## What to produce:
Report, from the records below, every line where the word "useful" appears.
The input: Begin
PR #150, opened 2021-06-10
Enable CircleCI for v1 line

jpolchlo:
# Overview

Now that bintray is sunsetting, we have no means to publish v1 artifacts.  This PR aims to bring in the CircleCI/sonatype changes on master to these old versions.


pomadchin (approved):
🚀

PR #2181, opened 2025-02-18
docs/ask-ai: tell user to retry when error occurs

prb2:

Provide an `onError` handler to `useChat` that updates a bool atom. This state can then be used to show a useful error message rather than a blank response.

It's useful to show users a message rather than a blank response when an error occurs.

Tested locally: invoked an error and verified that the new error message was displayed.

Screenshot 2025-02-18 at 3 25 38 PM

### DIFF
--- a/packages/fern-docs/search-ui/src/components/desktop/desktop-ask-ai.tsx
+++ b/packages/fern-docs/search-ui/src/components/desktop/desktop-ask-ai.tsx
@@ -249,6 +249,7 @@ const DesktopAskAIContent = (props: {
 };
 
 const initialConversationAtom = atom<Message[]>([]);
+const chatErrorAtom = atom(false);
 
 const DesktopAskAIChat = ({
   onReturnToSearch,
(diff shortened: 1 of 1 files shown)


packages/fern-docs/search-ui/src/components/desktop/desktop-ask-ai.tsx
prb2, line 1: I'm new to typescript/react/jotai state management...let me know if there's a better way to go about this!

abvthecity (changes requested):
can you include a retry button? it's better UX to let the user click-to-retry without having to retype the entire query again.

also do we know anything about the throttling rate? maybe a countdown to retry in 10 seconds?

prb2:
> can you include a retry button? it's better UX to let the user click-to-retry without having to retype the entire query again.

Agreed, that would definitely be a better UX. 

@abvthecity What do you think about merging this PR as is to get the quick win of not having an empty response, and I can file a ticket for adding the retry button + countdown? Asking because I think it might take me some time to do this, and I'd rather continue making progress on the broken link checker tasks I have. Let me know, happy to go either way!

abvthecity (approved):

abvthecity:
Makes sense. Approved to unblock, would love to revisit this in the future, maybe with an automatic retry. Can you loop in @dubwub on increasing limits?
The input: End
## Output of the task:
Provide an `onError` handler to `useChat` that updates a bool atom. This state can then be used to show a useful error message rather than a blank response.
It's useful to show users a message rather than a blank response when an error occurs.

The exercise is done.